Abstract

The aim was to validate a computational patient specific model of Zenith® fenestrated device deployment in abdominal aortic aneurysms to predict fenestration positions. This was a retrospective analysis of the accuracy of numerical simulation for fenestrated stent graft sizing. Finite element computational simulation was performed in 51 consecutive patients that underwent successful endovascular repair with Zenith® fenestrated stent grafts in two vascular surgery units with a high volume of aortic procedures. Longitudinal and rotational clock positions of fenestrations were measured on the simulated models. These measurements were compared with those obtained by (i) an independent observer on the post-operative computed tomography (CT) scan and (ii) by the stent graft manufacturer planning team on the pre-operative CT scan. (iii) Pre- and post-operative positions were also compared. Longitudinal distance and clock face discrepancies >3mm and 15°, respectively, were considered significant. Reproducibility was assessed using Bland-Altman and linear regression analysis. A total of 195 target arteries were analysed. Both Bland-Altman and linear regression showed good reproducibility between the three measurement techniques performed.

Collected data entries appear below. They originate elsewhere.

PR #143, opened 2026-09-06
linear: `or` reads the keys of one branch as alternatives on `CommentFilter` and `IssueLabelFilter`, and by precedence on the label collection, as Linear does (#136)

nuri-yoo:
Closes #136. On `main` at `bab49cb`. Six commits: the `CommentFilter` fix #136 asks for; the `or` compiler #136 and #133 both left as "not measured", `_labels_branches`, now measured, which turned out to be two different answers for the two label filter types; the corners the second commit had listed as unmeasured, measured; from a mutation check of the result, the one rule line no cell protected and the one polarity corner no cell pinned, both measured and pinned; and, from review, the polarity of an empty `and` / `or` beside a negative key and the vacuous `or: [{}]` twin, measured and pinned, with a cell that was pinned twice pinned once; and, from review, the second evaluator of `IssueLabelFilter` (and of `UserFilter`, `TeamFilter`, `AttachmentFilter`, `ReleaseFilter`), `_match_fields` in `linear_resolvers.py`, brought to the same reading, measured on each route it serves.

[...]

PR #152, opened 2026-09-07
github: an unsent per_page is served at 30 and a sent one capped at 100, real's two numbers

### LINKED ISSUE #145: github: an unsent per_page is served at 100 and a sent one up to 1000, where real serves 30 and caps at 100
**Source and commit** — `github`, at `bab49cb` (`main`; #144 does not touch this, and its depth tests compute their boundary pages from it).

Every paged GitHub route sizes its page from the server's settings, `default_page_size` 100 and `max_page_size` 1000, and those are the same two numbers every other vendor's router reads. Real GitHub serves 30 when `per_page` is not sent and caps a sent value at 100, on every listing and search measured. The page size is the one paging rule #131 left alone: that PR made the `Link` header say what real says (an unsent size omitted, a sent size in the caller's spelling, `last` computed from the size applied), so the header is right while the page under it is the wrong length.

| # | Request | Real | Backlot at `bab49cb` | Silent? |
|---|---|---|---|---|
| 1 | `GET /repos/{o}/{r}/issues?state=all` | 30 items | 100 items | yes |
| 2 | `GET /repos/{o}/{r}/issues?state=all&per_page=500` | 100 items | up to 500 | yes |
| 3 | `GET /repos/{o}/{r}/issues?state=all&per_page=101` | 100 items | 101 | yes |
| 4 | `GET /search/issues?q=…` | 30 items | 100 items | yes |
| 5 | `GET /search/issues?q=…&per_page=500` | 100 items | up to 500 | yes |
| 6 | `GET /search/code?q=…&per_page=101&page=11` | 422, the depth (101 served as 100) | 422 | no, agrees by accident |

Row 6 is #144's depth check reading the size the route applies: it agrees today because 101 × 11 exceeds 1000 either way, and disagrees as soon as the size is unsent (real refuses page 34 at 30 a page, Backlot page 11 at 100 a page). #144's tests compute that boundary from the settings for this reason, and say so.

**How you know** — measured against api.github.com on 2026-09-06.

- `/repos/psf/requests/issues?state=all`, `/repos/psf/requests/tags`, `/repos/psf/requests/pulls?state=all` and `/search/issues?q=repo:psf/requests+timeout` each answer 30 items with no `per_page`, and 100 items for `per_page=100`, `per_page=101` and `per_page=500` alike. `/user/repos` answers 30 unsent and its full 94 for each of the three, which is under the cap.
- The cap is the one #131 measured on `psf/requests/tags` (`?per_page=500` links `per_page=500` with `last` page 2 over 161 tags, so 100 applied) and the one #144 measured on `/search/code` (`per_page=101` refused at page 11 and served at page 10, so 100 applied). GitHub's own OpenAPI description declares the shared `per-page` parameter as "The number of results per page (max 100)." with `schema: {type: integer, default: 30}` (github/rest-api-description, `descriptions/api.github.com/api.github.com.yaml`, read 2026-09-06), which is the two numbers measured.
- Backlot's two numbers are `Settings.default_page_size = 100` and `Settings.max_page_size = 1000` in `backlot/config.py`, read through `get_settings()` at each `clamp_page` call.

**Reproduction** — an in-code corpus, since the bundled one has no repository with more than 30 documents:

```python
import backlot, requests

records = [
    {
        "source_type": "github",
        "doc_id": f"gh-{i}",
        "repo": "wide",
        "group": "engineering",
        "title": f"Issue {i}",
        "content": "body",
        "author_groups": ["engineering"],
        "visibility": "public",
        "state": "open",
        "created": "2026-01-01T00:00:00Z",
    }
    for i in range(120)
]
with backlot.serve(records) as m:
    org = requests.get(f"{m.base_url}/_meta/users", headers=h).json()["org"]
    for path in (f"/github/repos/{org}/wide/issues", f"/github/search/issues?q=repo:{org}/wide"):
        for params in ({}, {"per_page": 500}, {"per_page": 101}):
            body = requests.get(f"{m.base_url}{path}", headers=h, params=params).json()
            print(path, params, len(body["items"]) if isinstance(body, dict) else len(body))
```

It prints `100`, `120`, `101` for the listing and the same three for the search; real prints `30`, `100`, `100` for each.

**What it costs a client** — a client that pages without naming a size walks a 120-issue repository in two pages here and five on real, so a loop bounded by "page until fewer than 30 come back" ends after the first page against real and never ends early here; one that computes offsets from `per_page=30` reads items 31 to 60 on page 2 against real and items 101 to 200 here. A client that asks for `per_page=500` expecting the cap gets five times real's page, so a buffer or a rate budget sized to 100 is exceeded only in production. `backlot mcp` hands the same `page`/`per_page` arguments to an agent with the same wrong defaults behind them.

**Where it lands** — every `clamp_page(page, per_page, get_settings().default_page_size, get_settings().max_page_size)` call in `backlot/routers/github.py` (the listings through `_paged`, the two searches through their handlers), and `Settings` in `backlot/config.py`, whose two fields are what the other routers read too. `github_link_header` and `github_code_search_link_header` in `backlot/pagination.py` take the applied size as an argument and need no change; `backlot/pagination.py::_absorb_page`'s docstring says "a `per_page` over the cap is a 200 at the cap", which is true of both sides and says nothing about which cap.

**What a fix has to settle**

- Whether the GitHub router carries its own two constants (30 and 100) and leaves `Settings` for the vendors not yet measured, or whether the settings become per-vendor. The first is one file and is what the measurement supports; the second is a configuration change every router feels. Slack's, Jira's and Drive's defaults are not measured here and should not move on GitHub's numbers.
- What the two settings then mean for GitHub. `test_github_a_page_url_omits_a_page_size_the_caller_did_not_send` overrides `BACKLOT_DEFAULT_PAGE_SIZE` to 1 to make a small fixture span pages; if GitHub stops reading the setting, that test needs another way to a short default page, and the setting's documentation says which vendors it still governs.
- Which existing assertions encode 100: `test_github_tolerates_the_pagination_values_real_tolerates` asserts a 200 for `per_page=100_000` "at the cap" without saying which, and the #131 Link tests were written with sizes the fixture spans. Each should keep passing with the real numbers or be corrected to them.
- #144's depth tests, which compute the boundary page from the settings. Once the numbers are real's, those cells should read `page=34` served and `page=35` refused on `/search/issues`, `page=33` served and `page=34` refused on `/search/code`, as the measurements in #144 have them.
- #126's open question, whether the routes it paged should cap at the default when nothing is sent, is this question again: on real the default is 30 on those routes too.

nuri-yoo:
Closes #145. On `main` at `bab49cb`, three commits: the change, a prose correction from a self-review, and the spec's declared defaults (the last two sections); a fourth merges `main` at `7f1df12` (#143) into the branch and changes nothing here; three more apply the review's suggestions as written, and `7ef30e4` takes its other two notes (the last section). Opened first at the suggestion on #144, which rebases onto this once it lands and writes its depth cells as real's numbers.

**What GitHub does.** Real serves 30 items when `per_page` is not sent and 100 for any sent size at or above it, on every listing and search measured against api.github.com on 2026-09-06: `psf/requests/issues?state=all`, `psf/requests/tags`, `psf/requests/pulls?state=all` and `/search/issues?q=repo:psf/requests+timeout` each answer 30 with no `per_page` and 100 for `per_page=100`, `101` and `500` alike; `/user/repos` answers 30 unsent and its full 94 for each of the three, which is under the cap. The cap is the one #131 measured on `psf/requests/tags` (`?per_page=500` links `per_page=500` with `last` page 2 over 161 tags) and the one #144 measured on `/search/code` (`per_page=101` refused at page 11 and served at page 10). GitHub's OpenAPI description declares the shared `per-page` parameter as "The number of results per page (max 100)." with `schema: {type: integer, default: 30}` (github/rest-api-description, `descriptions/api.github.com/api.github.com.yaml`, read 2026-09-06). Backlot sized every GitHub page from `Settings.default_page_size` (100) and `Settings.max_page_size` (1000), the two numbers Slack, Gmail, Drive and the Jira search read too, so the `Link` header #131 made right (`last` computed from the size applied) sat over a page of the wrong length: a client walking a 120-issue repository without naming a size took two pages here and five on real, and one asking for 500 got five times real's page.

**What changed.** `PER_PAGE_DEFAULT = 30` and `PER_PAGE_MAX = 100` at module level in `backlot/routers/github.py`, beside `TREE_MAX_ENTRIES` and for the same reason (a test can lower them; no repository in the bundled corpus spans a page of 30), read through one helper, `_clamp(page, per_page)`, at the sixteen sites that read the two settings: the offset listings through `_paged`, the cursor-paged issue listing through `_paged_by_cursor`, and the two searches. The three `Link` builders already take the applied size and do not move. `Settings.default_page_size` and `max_page_size` stay, and `backlot/config.py` and the Paging table in `docs/configuration.md` now say which vendor reads which: Slack's `limit`, Gmail's and Drive's `maxResults` / `pageSize` and the Jira search's `maxResults` default to the first, Slack and Google cap at the second (the Jira search caps nowhere), and GitHub (30/100), Linear (50/250), Notion (100), Fireflies (50), HubSpot (100, 500 for associations), S3 (1000 either way) and Confluence (25) carry their own; the cap row names what Slack reads through it, `limit`, `count` and `page`. The router still imports `get_settings`, for `org_name`.

**What #145 asked a fix to settle.**

- Router constants rather than per-vendor settings: the measurement supports GitHub's two numbers and nothing else's, and the shape already exists twice in this repository, `TREE_MAX_ENTRIES` in this router and `_PAGE_MAX` in Notion's. Slack's, Jira's and Drive's defaults do not move.
- The two tests that overrode the settings through the environment (`BACKLOT_DEFAULT_PAGE_SIZE=1` to make a short default page, `BACKLOT_MAX_PAGE_SIZE=2` to make the applied size differ from the sent one) lower `gh.PER_PAGE_DEFAULT` and `gh.PER_PAGE_MAX` with `monkeypatch.setattr`, the way the tree tests lower `TREE_MAX_ENTRIES`; the `get_settings.cache_clear()` bracketing goes with the env var. Their docstrings' "the 100 rows Backlot defaults to" reads "the 30 rows a GitHub page defaults to".
- The assertions that encoded 100: `test_github_tolerates_the_pagination_values_real_tolerates` still asserts `per_page=100_000` is a 200, now with the comment saying the cap it lands at is real's 100; the #131 Link tests pass unchanged, since the sizes they send are ones the fixture spans under either cap.
- #144's depth cells stay computed from the settings on that branch until it rebases onto this, when they become `page=34` served and `35` refused on `/search/issues`, `33` and `34` on `/search/code`, as its measurements have them. That is the follow-up on #144, not here.
- #126's open question, whether the routes it paged should cap at the default when nothing is sent: they go through `_clamp` like every other listing on this router, so they default to 30 as real does, and matching real there no longer makes the router inconsistent with itself.

**Tests.** One new test for the page, `test_github_pages_at_reals_thirty_and_caps_at_its_hundred`, on an in-code corpus of 120 issues and 120 files in one repository: the issue listing, `/search/issues` and `/search/code` each serve 30 with no `per_page`, 30 at `per_page=30`, 100 at `100`, 100 at `101` and 100 at `500`, the cursor-paged listing linking `next` to page 2 and the searches linking `last` to the page the applied size reaches (4 at 30, 2 at 100); and the two constants are 30 and 100 while the settings' declared defaults stay 100 and 1000 (read off `Settings.model_fields`, not `get_settings()`, so an exported `BACKLOT_DEFAULT_PAGE_SIZE` does not fail the test). Mutation-checked from a copy and restored: both constants set to the settings' numbers fails the unsent cell (`assert 100 == 30`), the cap alone set to 1000 fails the `per_page=101` cell (`assert 101 == 100`), the default alone set to 100 fails the unsent cell; `test_github_tolerates_the_pagination_values_real_tolerates` passes under each, as it asserts the status and not the length. The issue's reproduction prints `30, 100, 100` for the listing and for the search here, which is what it says real prints, where `bab49cb` prints `100, 120, 101`.

**Verification.**

```
python -m pytest -rs -p no:cacheprovider
2395 passed, 3 skipped   (2026-09-07; the skips are importorskip on llama_index.readers.hubspot and mirage.core.google._client, neither touched here)
python -m pytest tests/test_github.py      137 passed
ruff check .                                All checks passed!
ruff format --check .                       138 files already formatted
python scripts/gen_docs.py --check          exit 0
```

**Self-review, second commit.** Prose only. The settings comment and the Paging table named Jira/Confluence as readers of the two settings; Confluence pages at a fixed 25 and only the Jira search's `maxResults` reads the default, and the cap is read by Slack and Google alone, so both now say that. The new test's docstring said the `Link` header at `bab49cb` named four pages over a page of 100; it named two, since #131 already computed `last` from the size applied, and the sentence now says the header described the wrong length faithfully. Re-run at the second commit: `tests/test_github.py` 137 passed, `ruff check` and `ruff format --check` clean, `gen_docs.py --check` exit 0.

**The spec's defaults, third commit.** GitHub's OpenAPI description declares the shared `per-page` parameter as `{type: integer, default: 30}` and `page` as `{type: integer, default: 1}` (`components/parameters`, read 2026-09-07), and sixteen of the seventeen routes here that page reference those two; the seventeenth, `GET /repos/{owner}/{repo}/statuses/{sha}`, is the legacy alias the description names only in the prose of `/commits/{ref}/statuses`, which references them (the four routes whose inline `per_page` defaults differ, `/notifications` at 50, `/orgs/{org}/copilot/billing/seats` at 50, `/organizations/{org}/settings/billing/budgets` at 10 and `/zen`, are not served). Backlot's slice declared neither default. The handlers declare both as `PageParam = None` and have to, since the `None` is how a handler tells an unsent size from a sent one (the `Link` header omits a size the caller did not send), and FastAPI writes no `default` for a query parameter whose runtime default is `None` whatever the annotation says: `Query(json_schema_extra={"default": 30})` keeps every other extra key and drops that one, and `WithJsonSchema({"type": "integer", "default": 30})` keeps the type and drops the default (both measured on FastAPI 0.141.1, pydantic 2.13.5). So `openapi.github_page_defaults(spec, defaults)` writes the two onto the served document after FastAPI builds it, on GitHub's operations alone, and `app.openapi` in `backlot/main.py` is FastAPI's builder followed by that edit, made in place on the document FastAPI caches so it is the same edit each time. The numbers are the caller's: `main.py` passes `{"per_page": github.PER_PAGE_DEFAULT, "page": 1}`, so 30 is stated once, in the router, and the document cannot declare one size while the route applies another; `openapi` imports no router, since six routers import it for `qp`. The `/_meta/openapi/github` slice `backlot mcp` hands an agent is built from the same document and carries them, which is where the default matters most: an agent reading the tool has no vendor documentation behind it. One test, `test_github_the_spec_declares_reals_page_defaults`: all 34 `page`/`per_page` parameters across the seventeen GitHub routes carry real's default and are still declared integers, Slack's `search.messages` `page` carries none, and the MCP slice's `/search/code` `per_page` reads 30. Mutation-checked from a copy and restored: leaving `app.openapi` unassigned fails it on the first parameter (`KeyError: 'default'`), and dropping the `/github` path filter fails it on Slack's `page`. Re-run at the third commit: full suite `2396 passed, 3 skipped` (the same three skips), `ruff check`, `ruff format --check` and `gen_docs.py --check` clean. Re-run at the merge commit `2942372`, with every extra installed so nothing skips: `2572 passed`, `ruff check` and `ruff format --check` clean, `gen_docs.py --check` exit 0; CI green on 3.11 through 3.14.

**Review, `7ef30e4`.** Five notes, all prose or test hygiene, each reproduced before it was taken. Three are applied as suggested: the settings comment names Linear (50/250), S3 (1000, default and cap) and HubSpot's associations cap (500) beside the vendors it already listed; the `BACKLOT_MAX_PAGE_SIZE` row says Slack reads `limit`, `count` and `page` through it (`slack.py:788` and the `_int` helper); and the docstring of `test_github_only_the_offset_surfaces_write_the_size_the_caller_spelt` gives the reason the cap is lowered that still holds, that no listing in the corpus spans a page of 100 so neither surface would link a `next` (setting it to 100 fails with `KeyError: 'Link'`). Two are taken by hand. The page test asserted the settings through `get_settings()`, which reads the environment, so `BACKLOT_DEFAULT_PAGE_SIZE=200` failed it on a documented knob; it reads `Settings.model_fields[...].default` now, with the import to match. And `openapi.GITHUB_PAGE_DEFAULTS` stated 30 a second time; the function takes the mapping from `main.py`, which passes the router's constant, as the third section now says (mutation: `PER_PAGE_DEFAULT = 25` fails `test_github_the_spec_declares_reals_page_defaults` with `assert 25 == 30`). The reviewer's count of sixteen operations referencing the shared parameters is the right one, and the third section, the spec test's docstring and this body say so. Re-run at `7ef30e4`, every extra installed: `2572 passed`, `ruff check` and `ruff format --check` clean, `gen_docs.py --check` exit 0.

### DIFF
--- a/backlot/config.py
+++ b/backlot/config.py
@@ -59,8 +59,9 @@ class Settings(BaseSettings):
     # `maxResults` / `pageSize` and the Jira search's `maxResults` default to the first, and Slack
     # and Google cap a sent value at the second (the Jira search caps nowhere). A vendor whose
     # numbers are measured or documented carries them in its own router instead: GitHub pages at 30
-    # and caps at 100 (backlot.routers.github.PER_PAGE_DEFAULT / PER_PAGE_MAX), Notion caps at 100,
-    # Fireflies at 50, HubSpot at 100, Confluence pages at 25.
+    # and caps at 100 (backlot.routers.github.PER_PAGE_DEFAULT / PER_PAGE_MAX), Linear at 50 and
+    # caps at 250, Notion caps at 100, Fireflies at 50, HubSpot at 100 (500 for associations), S3
+    # at 1000 either way, Confluence pages at 25.
     default_page_size: int = 100
     max_page_size: int = 1000
 
--- a/backlot/config.py
+++ b/backlot/config.py
@@ -55,10 +55,12 @@ class Settings(BaseSettings):
     admin_token: str = "admin-service-token"
 
     # --- pagination defaults ---
-    # For the vendors whose real page sizes are not measured (Slack, Google, Jira/Confluence). A
-    # vendor whose numbers are measured carries them in its own router instead: GitHub pages at 30
+    # For the vendors whose real page sizes are not measured: Slack's `limit`, Gmail's and Drive's
+    # `maxResults` / `pageSize` and the Jira search's `maxResults` default to the first, and Slack
+    # and Google cap a sent value at the second (the Jira search caps nowhere). A vendor whose
+    # numbers are measured or documented carries them in its own router instead: GitHub pages at 30
     # and caps at 100 (backlot.routers.github.PER_PAGE_DEFAULT / PER_PAGE_MAX), Notion caps at 100,
-    # Fireflies at 50, HubSpot at 100.
+    # Fireflies at 50, HubSpot at 100, Confluence pages at 25.
     default_page_size: int = 100
     max_page_size: int = 1000
 
--- a/backlot/config.py
+++ b/backlot/config.py
@@ -55,6 +55,10 @@ class Settings(BaseSettings):
     admin_token: str = "admin-service-token"
 
     # --- pagination defaults ---
+    # For the vendors whose real page sizes are not measured (Slack, Google, Jira/Confluence). A
+    # vendor whose numbers are measured carries them in its own router instead: GitHub pages at 30
+    # and caps at 100 (backlot.routers.github.PER_PAGE_DEFAULT / PER_PAGE_MAX), Notion caps at 100,
+    # Fireflies at 50, HubSpot at 100.
     default_page_size: int = 100
     max_page_size: int = 1000
 
--- a/backlot/openapi.py
+++ b/backlot/openapi.py
@@ -112,6 +112,37 @@ def qp(
     return p
 
 
+# What GitHub's own OpenAPI description declares for the two paging parameters every one of its
+# listings and searches shares: `per-page` is `{type: integer, default: 30}` and `page` is
+# `{type: integer, default: 1}` (github/rest-api-description, `components/parameters`, read
+# 2026-09-07; every route Backlot serves references those two or repeats the same numbers inline).
+GITHUB_PAGE_DEFAULTS = {"per_page": 30, "page": 1}
+
+
+def github_page_defaults(spec: dict) -> dict:
+    """``spec`` with real's declared defaults written onto every GitHub operation's `page` and
+    `per_page`, in place.
+
+    The GitHub handlers declare both as ``PageParam = None`` and have to: the handler tells an unsent
+    size from a sent one by that ``None`` (a `Link` header omits a size the caller did not send), so
+    the runtime default cannot be 30. FastAPI writes no ``default`` for a query parameter whose
+    default is ``None``, and neither ``json_schema_extra`` nor ``WithJsonSchema`` gets one past it
+    (both measured on 0.141.1 / pydantic 2.13). So the number the route applies, which is the number
+    real declares, is written here, after FastAPI has built the document. Only GitHub: the other
+    vendors' declared defaults are not measured."""
+    for path, item in spec.get("paths", {}).items():
+        if path != "/github" and not path.startswith("/github/"):
+            continue
+        for method, op in item.items():
+            if method not in _METHODS:
+                continue
+            for param in op.get("parameters", []):
+                default = GITHUB_PAGE_DEFAULTS.get(param.get("name"))
+                if default is not None and param.get("in") == "query":
+                    param["schema"]["default"] = default
+    return spec
+
+
 def slice_spec(spec: dict, prefixes: list[str]) -> dict:
     """Copy ``spec`` keeping only paths under one of ``prefixes``."""
     paths = {
--- a/backlot/openapi.py
+++ b/backlot/openapi.py
@@ -112,24 +112,22 @@ def qp(
     return p
 
 
-# What GitHub's own OpenAPI description declares for the two paging parameters every one of its
-# listings and searches shares: `per-page` is `{type: integer, default: 30}` and `page` is
-# `{type: integer, default: 1}` (github/rest-api-description, `components/parameters`, read
-# 2026-09-07; every route Backlot serves references those two or repeats the same numbers inline).
-GITHUB_PAGE_DEFAULTS = {"per_page": 30, "page": 1}
+def github_page_defaults(spec: dict, defaults: dict[str, int]) -> dict:
+    """``spec`` with ``defaults``, parameter name to the number the route applies when that
+    parameter is not sent, written onto every GitHub operation's query parameter of that name, in
+    place.
 
-
-def github_page_defaults(spec: dict) -> dict:
-    """``spec`` with real's declared defaults written onto every GitHub operation's `page` and
-    `per_page`, in place.
-
-    The GitHub handlers declare both as ``PageParam = None`` and have to: the handler tells an unsent
-    size from a sent one by that ``None`` (a `Link` header omits a size the caller did not send), so
-    the runtime default cannot be 30. FastAPI writes no ``default`` for a query parameter whose
-    default is ``None``, and neither ``json_schema_extra`` nor ``WithJsonSchema`` gets one past it
-    (both measured on 0.141.1 / pydantic 2.13). So the number the route applies, which is the number
-    real declares, is written here, after FastAPI has built the document. Only GitHub: the other
-    vendors' declared defaults are not measured."""
+    The GitHub handlers declare `page` and `per_page` as ``PageParam = None`` and have to: the
+    handler tells an unsent size from a sent one by that ``None`` (a `Link` header omits a size the
+    caller did not send), so the runtime default cannot be 30. FastAPI writes no ``default`` for a
+    query parameter whose default is ``None``, and neither ``json_schema_extra`` nor
+    ``WithJsonSchema`` gets one past it (both measured on 0.141.1 / pydantic 2.13). So the numbers
+    are written here, after FastAPI has built the document, and they come from the caller rather
+    than from a constant of this module's own: the router that applies them holds them
+    (``backlot.routers.github.PER_PAGE_DEFAULT``, whose comment cites GitHub's description
+    declaring the same 30), so the document cannot declare one size while the route applies
+    another. Six routers import this module for :func:`qp`, which is why it does not import that
+    one. Only GitHub: the other vendors' declared defaults are not measured."""
     for path, item in spec.get("paths", {}).items():
         if path != "/github" and not path.startswith("/github/"):
             continue
@@ -137,7 +135,7 @@ def github_page_defaults(spec: dict) -> dict:
             if method not in _METHODS:
                 continue
             for param in op.get("parameters", []):
-                default = GITHUB_PAGE_DEFAULTS.get(param.get("name"))
+                default = defaults.get(param.get("name"))
                 if default is not None and param.get("in") == "query":
                     param["schema"]["default"] = default
     return spec
--- a/docs/configuration.md
+++ b/docs/configuration.md
@@ -19,8 +19,8 @@ the var is unset. There are nine, and this page is all of them.
 
 | Env var | Default | What it does |
 |---|---|---|
-| `BACKLOT_DEFAULT_PAGE_SIZE` | `100` | Page size when a request names none, on Slack, Google and Jira/Confluence |
-| `BACKLOT_MAX_PAGE_SIZE` | `1000` | Ceiling a request may ask for, on the same three |
+| `BACKLOT_DEFAULT_PAGE_SIZE` | `100` | Page size when a request names none: Slack's `limit`, Gmail's and Drive's `maxResults` / `pageSize`, the Jira search's `maxResults` |
+| `BACKLOT_MAX_PAGE_SIZE` | `1000` | Ceiling a sent size is cut to, on Slack and Google |
 
 **A vendor's own numbers still win.** Where the real API documents or measures a page size, Backlot
 serves that one instead: GitHub pages at 30 when `per_page` is not sent and caps it at 100, on every
--- a/docs/configuration.md
+++ b/docs/configuration.md
@@ -20,7 +20,7 @@ the var is unset. There are nine, and this page is all of them.
 | Env var | Default | What it does |
 |---|---|---|
 | `BACKLOT_DEFAULT_PAGE_SIZE` | `100` | Page size when a request names none: Slack's `limit`, Gmail's and Drive's `maxResults` / `pageSize`, the Jira search's `maxResults` |
-| `BACKLOT_MAX_PAGE_SIZE` | `1000` | Ceiling a sent size is cut to, on Slack and Google |
+| `BACKLOT_MAX_PAGE_SIZE` | `1000` | Ceiling a sent value is cut to, on Slack (`limit`, `count`, `page`) and Google |
 
 **A vendor's own numbers still win.** Where the real API documents or measures a page size, Backlot
 serves that one instead: GitHub pages at 30 when `per_page` is not sent and caps it at 100, on every
--- a/docs/configuration.md
+++ b/docs/configuration.md
@@ -19,13 +19,16 @@ the var is unset. There are nine, and this page is all of them.
 
 | Env var | Default | What it does |
 |---|---|---|
-| `BACKLOT_DEFAULT_PAGE_SIZE` | `100` | Page size when a request names none |
-| `BACKLOT_MAX_PAGE_SIZE` | `1000` | Ceiling a request may ask for |
+| `BACKLOT_DEFAULT_PAGE_SIZE` | `100` | Page size when a request names none, on Slack, Google and Jira/Confluence |
+| `BACKLOT_MAX_PAGE_SIZE` | `1000` | Ceiling a request may ask for, on the same three |
 
-**A vendor's own cap still wins.** Where the real API documents a maximum, Backlot enforces that
-one instead: Fireflies clamps `limit` to 50 rather than erroring, and HubSpot to 100 — the value its
-official client pages at. Raising `BACKLOT_MAX_PAGE_SIZE` does not lift either, because a client
-that gets 1000 rows from a call the real API caps at 50 is a client that breaks in production.
+**A vendor's own numbers still win.** Where the real API documents or measures a page size, Backlot
+serves that one instead: GitHub pages at 30 when `per_page` is not sent and caps it at 100, on every
+listing and search (its OpenAPI declares `per-page` as "The number of results per page (max 100)."
+with default 30, and api.github.com answers exactly that); Fireflies clamps `limit` to 50 rather
+than erroring, and HubSpot to 100 — the value its official client pages at. Neither variable moves
+any of these, because a client that gets 1000 rows from a call the real API caps at 100 is a client
+that breaks in production.
 
 ## SQLite
 
--- a/tests/test_github.py
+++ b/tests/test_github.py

The median absolute difference between the simulation and post-operative CT scan was 1.0±1.1mm for longitudinal distance measurements and 6.9±6.1° for clock positions. The median absolute difference between the planning centre and post-operative CT scan was 0.8±0.8mm for longitudinal distance measurements and 5.1±5.0° for clock positions. Finally, the median absolute difference between the simulation and the planning centre was 0.96±0.97mm for longitudinal distance measurements and 4.8±3.6° for clock positions. The numerical model of deployed fenestrated stent grafts is accurate for planning position of fenestrations. It has been validated in 51 patients, for whom fenestration locations were similar to the sizing performed by physicians and the planning centre.